Do you even get guys to show up?
No?
Then it's obviously more than that.

$15/hr?
Do the guys showing up seem like someoMe you can trust with a truck?
No?

Then it's more than that.

I mean it's really process of elimination

If I'm a big plow company paying more than you... you're just getting everyone I didn't want.
The less you pay, the farther down the pecking order you are, until they've all been through the top 10 guys around you and have either been fired or rejected.
That's what's showing up to fill your seats.

So if you pay half as much , but the guy takes twice as much time and damages your truck and your customers property... was it worth paying less?
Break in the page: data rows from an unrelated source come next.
PR #709, opened 2020-07-20
chore: add repo override for proto-plus-python

busunkim96:
@software-dov Could you check the list of required checks? They were accidentally erased (and replaced with "kokoro") when I added proto-plus to Sloth's list of repos.

### DIFF
--- a/packages/sync-repo-settings/src/required-checks.json
+++ b/packages/sync-repo-settings/src/required-checks.json
@@ -198,7 +198,7 @@
       "cla/google"
     ],
     "repoOverrides": [
-    {
+      {
         "repo": "googleapis/proto-plus-python",
         "requiredStatusChecks": [
           "ci/circleci: docs",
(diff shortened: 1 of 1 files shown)


packages/sync-repo-settings/src/required-checks.json
```diff
@@ -197,6 +197,22 @@
...
+          "ci/circleci: style-check",
+          "ci/circleci: unit-3.5",
+          "ci/circleci: unit-3.6",
+          "ci/circleci: unit-3.7",
+          "ci/circleci: unit-cpp-3.5",
+          "ci/circleci: unit-cpp-3.6",
+          "ci/circleci: unit-cpp-3.7",
+          "cla/google"
+        ]
+      },
```
JustinBeckwith, line 214: No trailing commas in JSON :(

busunkim96: Removed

So the answer really is, as much as you can. While at the same time, as little as you can.

If everyone is paying $18, pay $20... not $25

Lots of guys say "I can't afford to pay that much"
But the real question is can you afford to pay that little?

Can a higher paid guy screw up stuff?
Sure 
But you're ten times as likely to attract applicants who care about their work if you pay well.

You can't ask me what I pay... because it will mean nothing in your market 
Guys aren't getting on planes to leave here for $2/hr more and they are flying here from where you're at either....
The only rates that matter are your local competition ... same as your customers prices

But
If your $25/hr guy does an 8 hour route in 7 hours 
That means even though your payroll is high, you can afford to be more competitive on your pricing

It's the difference between $70 x 2 and $80 x 1.5
Who's going to be low bid?
Heck you could be $90/hr and still get the job or $100/hr and still be competitive.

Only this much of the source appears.